Douglas Bosco Aidoo, Daniels Konja, Isaac Tabiri Henneh, Martins Ekor, "Protective Effect of Bergapten against Human Erythrocyte Hemolysis and Protein Denaturation In Vitro", International Journal of Inflammation, vol. 2021, Article ID 1279359, 7 pages, 2021. https://doi.org/10.1155/2021/1279359

Protective Effect of Bergapten against Human Erythrocyte Hemolysis and Protein Denaturation In Vitro

Academic Editor: Sachchida Nand Rai
Received04 Oct 2021
Revised07 Dec 2021
Accepted10 Dec 2021
Published21 Dec 2021

Abstract

Bergapten, a furocoumarin found in many medicinal plants, is used for the management of various conditions. The present in vitro study evaluated the ability of bergapten to prevent human erythrocyte hemolysis and protein denaturation. Bergapten administered at 10, 30, and 100 μg/ml exhibited a significant concentration-dependent protection on the erythrocyte membrane exposed to hypotonicity and heat-induced hemolysis. The concentration at which bergapten inhibited 50% of the cells from hemolysis (IC50) was determined on a dose-response curve, plotted as logarithmic (concentration) against percentage inhibition, keeping the hemolysis produced within the control group at 100%. Bergapten treatment produced an IC50 value of 7.71 ± 0.27 μg/ml and 4.23 ± 0.42 μg/ml for hypotonicity and heat-induced hemolysis, respectively. Diclofenac sodium at similar concentrations produced an IC50 value of 12.22 ± 0.30 μg/ml and 9.44 ± 0.23 μg/ml in the hypotonicity and heat-induced hemolysis, respectively. The ability of bergapten to inhibit protein denaturation was studied as part of an investigation on its mechanism of action. The results showed a significant concentration-dependent reduction in protein denaturation.
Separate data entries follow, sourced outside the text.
PR #894, opened 2019-11-18
Introduced ReportFeatureWithRetestMerger.java

dabogee:
Hi, @damianszczepanik ! This is a next PR with a main part of the changes. It contains the ReportFeatureWithRetestMerger which allows to merge features and scenarios from different JSON files of different runs into a single report by features' and scenarios' ids.
Could you take a look, please?

PR #914, opened 2020-02-05
new ReducingMethod KEEP_ONLY_LATEST_SCENARIO_RUNS

nddipiazza:
add a new reducer that can keep only the latest scenario run.
useful for times when you have flaky scenarios and you do retries on
the given scenario, but don't want the flaked attempts to appear in
report.

### DIFF
--- a/src/main/java/net/masterthought/cucumber/ReportParser.java
+++ b/src/main/java/net/masterthought/cucumber/ReportParser.java
@@ -5,6 +5,9 @@ import com.fasterxml.jackson.databind.InjectableValues;
 import com.fasterxml.jackson.databind.JsonMappingException;
 import com.fasterxml.jackson.databind.ObjectMapper;
 import com.fasterxml.jackson.datatype.jsr310.JavaTimeModule;
+import com.google.common.collect.Lists;
+
+import net.masterthought.cucumber.json.Element;
 import net.masterthought.cucumber.json.Feature;
 import net.masterthought.cucumber.reducers.ReducingMethod;
 import org.apache.commons.configuration.ConfigurationException;
@@ -22,6 +25,8 @@ import java.util.ArrayList;
 import java.util.Arrays;
 import java.util.Iterator;
 import java.util.List;
+import java.util.ListIterator;
+import java.util.Optional;
 import java.util.logging.Level;
 import java.util.logging.Logger;
 
@@ -71,6 +76,9 @@ public class ReportParser {
                 continue;
             }
             Feature[] features = parseForFeature(jsonFile);
+            if (configuration.containsReducingMethod(ReducingMethod.KEEP_ONLY_LATEST_SCENARIO_RUNS)) {
+                keepOnlyLatestScenarioRuns(features);
+            }
             LOG.log(Level.INFO, String.format("File '%s' contains %d features", jsonFile, features.length));
             featureResults.addAll(Arrays.asList(features));
         }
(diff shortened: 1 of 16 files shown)


src/main/java/net/masterthought/cucumber/ReportParser.java
```diff
@@ -82,6 +90,42 @@ public ReportParser(Configuration configuration) {
 
         return featureResults;
     }
+    
+    /**
+     * If the JSON file has the same scenarios run multiple times, keep only the
```
damianszczepanik: AFAIR JSON does not have results for multiple times. For that case you would rather have more than one JSON file. Can you explain this case?

src/main/java/net/masterthought/cucumber/ReportParser.java
```diff
@@ -82,6 +90,42 @@ public ReportParser(Configuration configuration) {
...
+                    lastElement = Optional.of(element);
+                    numRemoved = 0;
+                }
+            }
+            addRetryNumberToElmIfNeeded(lastElement, numRemoved);
+            feature.setElements(elementList.toArray(new Element[0]));
+        }
+    }
+
+    private void addRetryNumberToElmIfNeeded(Optional<Element> lastElement, int numRemoved) {
```
damianszczepanik: this is Java, we don't shorten names to `ElmI`

src/main/java/net/masterthought/cucumber/json/Element.java
```diff
@@ -15,7 +15,7 @@
 
     // Start: attributes from JSON file report
     private final String id = null;
-    private final String name = null;
+    private String name = null;
```
damianszczepanik: name is immutable

src/main/java/net/masterthought/cucumber/ReportParser.java
damianszczepanik: also looks similar to https://github.com/damianszczepanik/cucumber-reporting/pull/894/files#diff-858efbefb85a2d5a42faf0d6a15da70bR64

damianszczepanik (changes requested):

ramyasreemaley:
when will this feature be available in plugin?

pawarvaibhav:
This is a super useful update. +1 to get it in as soon as possible.

src/main/java/net/masterthought/cucumber/ReportParser.java
pawarvaibhav: @damianszczepanik - I know this is an old PR. This case happens when we use `TestNGCucumberRunner` and use TestNG's retry analyzer capability to retry tests to disregard flaky tests.

Assuming that we run 1 test with re-run enabled - 

What this does is, in case of flaky behavior, where a test would fail first and then would pass when re-tried - it creates 2 entries in JSON for the same test - 1 for the failed test and 2nd for the same test, re-tried. So the final report shows that there were 2 tests. 

If the re-tried scenario also fails, it is counted as another failed test. so total 2 failed tests
If the re-tried scenario passed, the report says, 1 failed and 1 passed.

This PR seems to solve that problem.

damianszczepanik:
it has conflicts with master branch

nddipiazza:
OK I will get the conflicts fixed and the issues resolved so we can get this merged. ASAP.

src/main/java/net/masterthought/cucumber/ReportParser.java
nddipiazza: Exactly. Sorry I didn't respond earlier, got moved on to other priorities and never had a chance to come back and answer the questions/fixes.

src/main/java/net/masterthought/cucumber/json/Element.java
nddipiazza: i change this to mutable because i use the Name in the report because I append " (${numRetries)" so that it shows up in the report. 

alternatively we could create a new element in the html/xslt or whatever.

stevegome:
Hi Team, can anyone please resolve the conflicts for the ^ fix, I am facing a similar issue whereing
- Using ReTry Analyzer of TestNG which re-reruns the failed testcase
- However the cucumber.json file shows multiple status for the same scenario
- My requirement is that it should only update result for the last run

I would really appreciate if someone can point me in the right direction if the issue has already been fixed.

stevegome:
@damianszczepanik Greetings. Can someone please resolve the merge conflicts and get this PR merged please ?

JithinPillai1592:
Hi Team,
I would really appreciate if you could resolve the conflicts and merge the fix.
The duplicate status for the same retried test is confusing to share with other members

JithinPillai1592:
I seeing the behaviour described by @pawarvaibhav 
But when I try with the cucumber re-run plugin instead IRetryAnalyzer the result gets combined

When administered at 10, 30, and 100 μg/ml, bergapten produced a concentration-dependent reduction in albumin denaturation. Bergapten inhibited protein denaturation with IC50 values of 5.34 ± 0.30 μg/ml and 12.18 ± 0.20 μg/ml in the heat-treated egg albumin and bovine serum albumin denaturation experiments, respectively. Diclofenac sodium (10, 30, and 100 μg/ml) exhibited a similar protection against heat-treated egg albumin and bovine serum albumin denaturation experiments with IC50 values of 8.93 ± 0.17 μg/ml and 12.72 ± 0.11 μg/ml, respectively. Taken together, data from this study show that the pharmacological properties of bergapten may in part be related to its membrane-stabilizing and antidenaturation properties.

1. Introduction

The human red blood cells (RBCs), also referred to as erythrocytes, are the most abundant (˃80%) blood cells and vertebrates principal means of transporting oxygen from the lungs to the body tissues via the circulatory system. The mammalian RBC develops in the bone marrow, anucleate cells, and contains haemoglobin (a red iron-rich protein which gives the blood its characteristic colour) [1, 2]. In mature humans, RBCs are small, round, and biconcave but very flexible as they pass through extremely small blood vessels. The RBC membrane is a two-dimensional (2D) structure, comprised of a cytoskeleton and a lipid bilayer, tethered together via band-3 proteins at the spectrin-ankyrin binding sites and glycophorin at the actin junctional complexes [3]. Defects in the cytoskeleton membrane proteins compromise the integrity of the RBC, as seen in blood disorders such as sickle cell disease, haemolytic anaemia, thalassemia, spherocytosis, and elliptocytosis [4]. The lipid bilayer contains phospholipids, sphingolipids, cholesterol, and integral membrane proteins. Erythrocyte membranes perform similar functions to those of highly specialized cells in the body and are considered a simple cell model to study complicated biochemical phenomena [5]. Every small change in the architecture and composition of the erythrocyte membrane can affect the functioning of membrane protein ion and water channels which regulate the chemical and physiological balance in the cell. High polyunsaturated fatty acids (PUFAs) and the high cellular oxygen and haemoglobin (Hb) concentrations make erythrocyte membranes highly susceptible to oxidative damage [6]. Oxidants induce biophysical abnormalities in the erythrocyte membrane by decreasing cytoskeletal protein content and production of high molecular weight proteins [7, 8].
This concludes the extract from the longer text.